4. A method according to claim 1,2 or 3, wherein the downcomer extends to close to the bottom of the vessel.

5. A method according to any of claims 1 to 4, wherein the vessel has a top closure.

6. A method according to any preceding claim, wherein off gases from the digesting sludge are analyzed.

7. A method according to any preceding claim, wherein some of the withdrawn sludge is returned into the vessel at a level above the sludge surface to impinge on, and physically break down, foam on the surface.

8. A method according to any preceding claim, wherein the sludge is digested for a period sufficient to produce a pathogen-free stable sludge.

9. A method according to any of claims 1 to 7, wherein the sludge is digested for a time sufficient only for partial digestion, and the partially digested hot sludge is removed from the vessel.

10. A method according to claim 9, wherein the removed partially digested hot sludge is then subjected to anaerobic digestion.

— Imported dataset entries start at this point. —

PR #2207, opened 2017-03-01
add only a direct shortcut to kvirc in the windows start menu

wodim:
Microsoft guidelines say that only shortcuts to the application itself should be shown in the start menu.

http://web.archive.org/web/20120305022332/http://msdn.microsoft.com/en-us/library/aa511447.aspx

>Put only program shortcuts on the Start menu. Don't put shortcuts to the following items on the Start menu:
>Program uninstallers. Users access uninstallers through the Programs control panel item.

Everybody ok?


Dessa (approved):
since we are past xp, this is probably ok

PR #2210, opened 2017-03-15
add export for all logs (channel, etc.)

AlexP11223:
This line was always commented (since initial impl in 184e489) but this feature seems to be working fine.

And it is very useful for someone who wants to export all old channel logs into txt without control codes. 
I almost implemented my own kvirc log exporter because of lack of that feature :)


Stanzilla:
@AlexP11223 would you be open to developing the `Choose directory` feature you mentioned?

PR #2218, opened 2017-04-24
Fix string type in ShellExecute for URL handlers on Windows

IceN9ne:
An attempt at fixing opening of utf-8 links when opened with setting "Use system URL handlers" enabled on Windows builds.


IceN9ne:
Doesn't work.

PR #2221, opened 2017-05-08
appveyor: Update MSVC to 2015 and Qt to 5.8.0

IceN9ne:


.appveyor.yml
```diff
@@ -93,7 +93,7 @@ install:
 build_script:
     - mkdir build
     - cd build
-    - '"c:/Program Files (x86)/Microsoft Visual Studio 12.0/VC/vcvarsall" %vc_arch%'
+    - '"c:/Program Files (x86)/Microsoft Visual Studio 14.0/VC/vcvarsall" %vc_arch%'
     - path
     - ps: |
         $zlibinc = c:\cygwin\bin\find /cygdrive/c/deps/ -path '*v120*/zlib.h'
```
DarthGandalf: You might need to change this to something like v140

IceN9ne: Is that what the `v120` stands for?  I assumed it was version 1.2.0 of `zlib`.

DarthGandalf: Yeh, this is an unsupported way to use nuget, the proper one is through visual studio GUI; I didn't know what is the format of filenames there, but needed to select a single file, without hardcoding too much.

Maybe there is a better way to use nuget from cmake-generated nmake...

Stanzilla:
do it!

ctrlaltca:
As a side note, Qt 5.8 is quite broken under osx and we had to revert using 5.7 in [another project](https://github.com/Cockatrice/Cockatrice/issues/2647).

PR #215, opened 2023-08-09
specify IC management method for retrieving metrics

mraszyk:
This PR introduces a new IC management canister method called `node_metrics_history` for retrieving history of metrics for all nodes on a given subnet.

### DIFF
--- a/spec/_attachments/ic.did
+++ b/spec/_attachments/ic.did
@@ -198,7 +198,7 @@ service ic : {
     requested_timestamp_nanos: nat64;
   }) -> (record {
     timestamp_nanos : nat64;
-    metrics : vec metrics;
+    node_metrics : vec node_metrics;
   });
 
   // provisional interfaces for the pre-ledger world
--- a/spec/_attachments/ic.did
+++ b/spec/_attachments/ic.did
@@ -199,9 +199,9 @@ service ic : {
   bitcoin_get_current_fee_percentiles: (get_current_fee_percentiles_request) -> (vec millisatoshi_per_byte);
 
   // metrics interface
-  node_metrics : (record {
+  node_metrics_history : (record {
     subnet_id : principal;
-    requested_timestamp_nanos: nat64;
+    start_at_timestamp_nanos: nat64;
   }) -> (vec record {
     timestamp_nanos : nat64;
     node_metrics : vec node_metrics;
--- a/spec/_attachments/ic.did
+++ b/spec/_attachments/ic.did
@@ -193,7 +193,7 @@ service ic : {
   bitcoin_get_current_fee_percentiles: (get_current_fee_percentiles_request) -> (vec millisatoshi_per_byte);
 
   // metrics interface
-  metrics : (record {
+  node_metrics : (record {
     subnet_id : principal;
     requested_timestamp_nanos: nat64;
   }) -> (record {
--- a/spec/_attachments/ic.did
+++ b/spec/_attachments/ic.did
@@ -114,8 +114,8 @@ type millisatoshi_per_byte = nat64;
 type metrics = variant {
   node_metrics : record {
     node_id : principal;
-    num_blocks : nat64;
-    num_block_failures : nat64;
+    num_blocks_total : nat64;
+    num_block_failures_total : nat64;
   }
 };
 
--- a/spec/_attachments/ic.did
+++ b/spec/_attachments/ic.did
@@ -194,7 +194,7 @@ service ic : {
   node_metrics : (record {
     subnet_id : principal;
     requested_timestamp_nanos: nat64;
-  }) -> (record {
+  }) -> (vec record {
     timestamp_nanos : nat64;
     node_metrics : vec node_metrics;
   });
--- a/spec/_attachments/ic.did
+++ b/spec/_attachments/ic.did
@@ -114,9 +114,8 @@ type millisatoshi_per_byte = nat64;
 type metrics = variant {
   node_metrics : record {
     node_id : principal;
-    start_timestamp_nanos : nat64;
-    end_timestamp_nanos : nat64;
-    num_proposed_blocks : nat;
+    num_blocks : nat64;
+    num_block_failures : nat64;
   }
 };
 
@@ -197,6 +196,7 @@ service ic : {
   metrics : (record {
     subnet_id : principal;
   }) -> (record {
+    timestamp_nanos : nat64;
     metrics : vec metrics;
   });
 
--- a/spec/_attachments/ic.did
+++ b/spec/_attachments/ic.did
@@ -111,12 +111,10 @@ type send_transaction_request = record {
 
 type millisatoshi_per_byte = nat64;
 
-type node_metrics = variant {
-  node_metrics : record {
+type node_metrics = record {
     node_id : principal;
     num_blocks_total : nat64;
     num_block_failures_total : nat64;
-  }
 };
 
 service ic : {
--- a/spec/_attachments/ic.did
+++ b/spec/_attachments/ic.did
@@ -195,6 +195,7 @@ service ic : {
   // metrics interface
   metrics : (record {
     subnet_id : principal;
+    requested_timestamp_nanos: nat64;
   }) -> (record {
     timestamp_nanos : nat64;
     metrics : vec metrics;
--- a/spec/_attachments/ic.did
+++ b/spec/_attachments/ic.did
@@ -111,7 +111,7 @@ type send_transaction_request = record {
 
 type millisatoshi_per_byte = nat64;
 
-type metrics = variant {
+type node_metrics = variant {
   node_metrics : record {
     node_id : principal;
     num_blocks_total : nat64;
--- a/spec/_attachments/ic.did
+++ b/spec/_attachments/ic.did
@@ -111,6 +111,15 @@ type send_transaction_request = record {
 
 type millisatoshi_per_byte = nat64;
 
+type metrics = variant {
+  node_metrics : record {
+    node_id : principal;
+    start_timestamp_nanos : nat64;
+    end_timestamp_nanos : nat64;
+    num_proposed_blocks : nat;
+  }
+};
+
 service ic : {
   create_canister : (record {
     settings : opt canister_settings;
@@ -183,6 +192,13 @@ service ic : {
   bitcoin_get_utxos: (get_utxos_request) -> (get_utxos_response);
   bitcoin_send_transaction: (send_transaction_request) -> ();
   bitcoin_get_current_fee_percentiles: (get_current_fee_percentiles_request) -> (vec millisatoshi_per_byte);
+
+  // metrics interface
+  metrics : (record {
+    subnet_id : principal;
+  }) -> (record {
+    metrics : vec metrics;
+  });
 
   // provisional interfaces for the pre-ledger world
   provisional_create_canister_with_cycles : (record {
--- a/spec/index.md
+++ b/spec/index.md
@@ -2034,7 +2034,7 @@ The node metrics management canister API is considered EXPERIMENTAL. Canister de
 
 :::
 
-Given a subnet ID as input, this method returns a collection of metrics for all nodes on the given subnet (field `node_metrics`) and a timestamp provided in nanoseconds since 1970-01-01 (field `timestamp_nanos`) at which the metrics were sampled. This timestamp is the earliest timestamp after the requested timestamp (field `requested_timestamp_nanos`) for which node metrics are available.
+Given a subnet ID as input, this method returns a collection of metrics for all nodes on the given subnet (field `node_metrics`) and timestamps provided in nanoseconds since 1970-01-01 (field `timestamp_nanos`) at which the metrics were sampled. The returned timestamps are all timestamps after (and including) the requested timestamp (field `requested_timestamp_nanos`) for which node metrics are available.
 
 A single metric entry is a record with the following fields:
 
--- a/spec/index.md
+++ b/spec/index.md
@@ -4163,7 +4163,7 @@ S.messages = Older_messages · CallMessage M · Younger_messages
 (M.queue = Unordered) or (∀ msg ∈ Older_messages. msg.queue ≠ M.queue)
 M.callee = ic_principal
 M.method_name = 'metrics'
-M.arg = candid()
+M.arg = candid(A)
 R = <implementation-specific>
 
 ```
--- a/spec/index.md
+++ b/spec/index.md
@@ -2046,6 +2046,24 @@ Any user can top-up any canister this way.
 
 This method is only available in local development instances.
 
+### IC method `node_metrics` {#ic-node-metrics}
+
+:::note
+
+The node metrics management canister API is considered EXPERIMENTAL. Canister developers must be aware that the API may evolve in a non-backward-compatible way.
+
+:::
+
+Given a subnet ID as input, this method returns a collection of metrics for all nodes on the given subnet (field `node_metrics`) and a timestamp provided in nanoseconds since 1970-01-01 (field `timestamp_nanos`) at which the metrics were sampled. This timestamp is the earliest timestamp after the requested timestamp (field `requested_timestamp_nanos`) for which node metrics are available.
+
+A single metric entry is a record with the following fields:
+
+- `node_id` (`principal`): the principal characterizing a node;
+
+- `num_blocks_total` (`nat64`): the number of blocks proposed by this node;
+
+- `num_block_failures_total` (`nat64`): the number of failed block proposals by this node.
+
 ## The IC Bitcoin API {#ic-bitcoin-api}
 
 The Bitcoin functionality is exposed via the management canister. Information about Bitcoin can be found in the [Bitcoin developer guides](https://developer.bitcoin.org/devguide/). Invoking the functions of the Bitcoin API will cost cycles. We refer the reader to the [Bitcoin documentation](https://internetcomputer.org/docs/current/developer-docs/integrations/bitcoin/bitcoin-how-it-works) for further relevant information and the [IC pricing page](https://internetcomputer.org/docs/current/developer-docs/gas-cost) for information on pricing for the Bitcoin mainnet and testnet.
@@ -2113,24 +2131,6 @@ The transaction fees in the Bitcoin network change dynamically based on the numb
 This function returns fee percentiles, measured in millisatoshi/vbyte (1000 millisatoshi = 1 satoshi), over the last 10,000 transactions in the specified network, i.e., over the transactions in the last approximately 4-10 blocks.
 
 The [standard nearest-rank estimation method](https://en.wikipedia.org/wiki/Percentile#The_nearest-rank_method), inclusive, with the addition of a 0th percentile is used. Concretely, for any i from 1 to 100, the ith percentile is the fee with rank `⌈i * 100⌉`. The 0th percentile is defined as the smallest fee (excluding coinbase transactions).
-
-### IC method `node_metrics` {#ic-node-metrics}
-
-:::note
-
-The node metrics management canister API is considered EXPERIMENTAL. Canister developers must be aware that the API may evolve in a non-backward-compatible way.
-
-:::
-
-Given a subnet ID as input, this method returns a collection of metrics for all nodes on the given subnet (field `node_metrics`) and a timestamp provided in nanoseconds since 1970-01-01 (field `timestamp_nanos`) at which the metrics were sampled. This timestamp is the earliest timestamp after the requested timestamp (field `requested_timestamp_nanos`) for which node metrics are available.
-
-A single metric entry is a record with the following fields:
-
-- `node_id` (`principal`): the principal characterizing a node;
-
-- `num_blocks_total` (`nat64`): the number of blocks proposed by this node;
-
-- `num_block_failures_total` (`nat64`): the number of failed block proposals by this node.
 
 ## Certification {#certification}
 
--- a/spec/index.md
+++ b/spec/index.md
@@ -2026,6 +2026,24 @@ If you do not specify the `max_response_bytes` parameter, the maximum of a `2MB`
 
 :::
 
+### IC method `node_metrics` {#ic-node-metrics}
+
+:::note
+
+The node metrics management canister API is considered EXPERIMENTAL. Canister developers must be aware that the API may evolve in a non-backward-compatible way.
+
+:::
+
+Given a subnet ID as input, this method returns a collection of metrics for all nodes on the given subnet (field `node_metrics`) and a timestamp provided in nanoseconds since 1970-01-01 (field `timestamp_nanos`) at which the metrics were sampled. This timestamp is the earliest timestamp after the requested timestamp (field `requested_timestamp_nanos`) for which node metrics are available.
+
+A single metric entry is a record with the following fields:
+
+- `node_id` (`principal`): the principal characterizing a node;
+
+- `num_blocks_total` (`nat64`): the number of blocks proposed by this node;
+
+- `num_block_failures_total` (`nat64`): the number of failed block proposals by this node.
+
 ### IC method `provisional_create_canister_with_cycles` {#ic-provisional_create_canister_with_cycles}
 
 As a provisional method on development instances, the `provisional_create_canister_with_cycles` method is provided. It behaves as `create_canister`, but initializes the canister's balance with `amount` fresh cycles (using `DEFAULT_PROVISIONAL_CYCLES_BALANCE` if `amount = null`). If `specified_id` is provided, the canister is created under this id. Note that canister creation using `create_canister` or `provisional_create_canister_with_cycles` with `specified_id = null` can fail after calling `provisional_create_canister_with_cycles` with provided `specified_id`. In that case, canister creation should be retried.
@@ -2045,24 +2063,6 @@ Cycles added to this call via `ic0.call_cycles_add128` are returned to the calle
 Any user can top-up any canister this way.
 
 This method is only available in local development instances.
-
-### IC method `node_metrics` {#ic-node-metrics}
-
-:::note
-
-The node metrics management canister API is considered EXPERIMENTAL. Canister developers must be aware that the API may evolve in a non-backward-compatible way.
-
-:::
-
-Given a subnet ID as input, this method returns a collection of metrics for all nodes on the given subnet (field `node_metrics`) and a timestamp provided in nanoseconds since 1970-01-01 (field `timestamp_nanos`) at which the metrics were sampled. This timestamp is the earliest timestamp after the requested timestamp (field `requested_timestamp_nanos`) for which node metrics are available.
-
-A single metric entry is a record with the following fields:
-
-- `node_id` (`principal`): the principal characterizing a node;
-
-- `num_blocks_total` (`nat64`): the number of blocks proposed by this node;
-
-- `num_block_failures_total` (`nat64`): the number of failed block proposals by this node.
 
 ## The IC Bitcoin API {#ic-bitcoin-api}
 
--- a/spec/index.md
+++ b/spec/index.md
@@ -2128,9 +2128,9 @@ A single metric entry is of an enumeration type with a single variant (in the fu
 
 - `node_metrics`: provides metrics for a node characterized by its principal (field `node_id`) and the actual metrics values:
 
-  - `num_blocks` (`nat64`): the number of blocks proposed by this node;
+  - `num_blocks_total` (`nat64`): the number of blocks proposed by this node;
 
-  - `num_block_failures` (`nat64`): the number of failed block proposals by this node.
+  - `num_block_failures_total` (`nat64`): the number of failed block proposals by this node.
 
 ## Certification {#certification}
 
--- a/spec/index.md
+++ b/spec/index.md
@@ -4152,7 +4152,7 @@ S with
 
 #### IC Management Canister: Metrics
 
-The management canister can returns metrics for a given subnet. The definition of the metrics values
+The management canister returns metrics for a given subnet. The definition of the metrics values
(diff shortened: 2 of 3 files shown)


Dfinity-Bjoern:
I wondered why we would not just put that information into the state tree, but I assume the reason is that we want it to be readable from a canister. We have also been debating in the past whether we should just make the state tree readable for canisters (which it isn't right now), which we could follow up on. So I guess what I was trying to say is: Wouldn't it be more generic to put this information into the subnet state tree and make the entire state tree readable for a canister?

spec/index.md
```diff
@@ -4140,6 +4150,38 @@ S with
 
 ```
 
+#### IC Management Canister: Metrics
+
+The management canister can returns metrics for a given subnet. The definition of the metrics values
```
mraszyk, line 4155:
```suggestion
The management canister returns metrics for a given subnet. The definition of the metrics values
```

mraszyk:
> Wouldn't it be more generic to put this information into the subnet state tree and make the entire state tree readable for a canister?

We discussed this in the Interface spec meeting and agreed to not pursue this now.

spec/index.md
```diff
@@ -2114,6 +2114,16 @@ This function returns fee percentiles, measured in millisatoshi/vbyte (1000 mill
 
 The [standard nearest-rank estimation method](https://en.wikipedia.org/wiki/Percentile#The_nearest-rank_method), inclusive, with the addition of a 0th percentile is used. Concretely, for any i from 1 to 100, the ith percentile is the fee with rank `⌈i * 100⌉`. The 0th percentile is defined as the smallest fee (excluding coinbase transactions).
 
+### IC method `metrics` {#ic-metrics}
+
+Given a subnet ID as input, this method returns a collection of metrics for the given subnet.
+
+A single metric entry is of an enumeration type with a single variant (in the future, more variants might be added):
+
+- `node_metrics`: provides metrics for a node characterized by its principal (field `node_id`), for a period of time characterized by start and end timestamps in nanoseconds since 1970-01-01 (fields `start_timestamp_nanos` and `end_timestamp_nanos`), and the actual metrics values:
```
alin-at-dfinity, line 2123: Having a `start_timestamp` and `end_timestamp` attached to a bunch of gauges is not ideal.

On the one hand, it limits the resolution of the metrics. Although in this case that limitation comes mostly from the checkpointing interval or query epoch. But if we were to change the implementation of either of those in the future and be able to update said metric more often (e.g. every round), we'd either have to retain the artificially reduced resolution or have `start_timestamp` and `end_timestamp` one second apart.

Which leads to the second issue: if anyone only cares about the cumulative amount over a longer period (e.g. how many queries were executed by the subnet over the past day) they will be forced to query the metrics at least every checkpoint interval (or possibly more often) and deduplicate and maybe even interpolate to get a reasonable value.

11. #Apparatus for the thermophilic aerobic digestion of sludge, which comprises a thermally insulated digester vessel, pump means for withdrawing sludge from the vessel, conduit means for passing the withdrawn sludge exteriorly of the vessel to a level above the surface level of sludge in the vessel, and a downcomer for returning the sludge into the vessel, said downcomer opening in the vessel below the said surface level (in use), an aerator disposed in said conduit means above the surface level of sludge in the vessel, to introduce oxygen or an oxygen-containing gas into the sludge in the conduit, the aerator being in a horizontal or downflow portion of the conduit.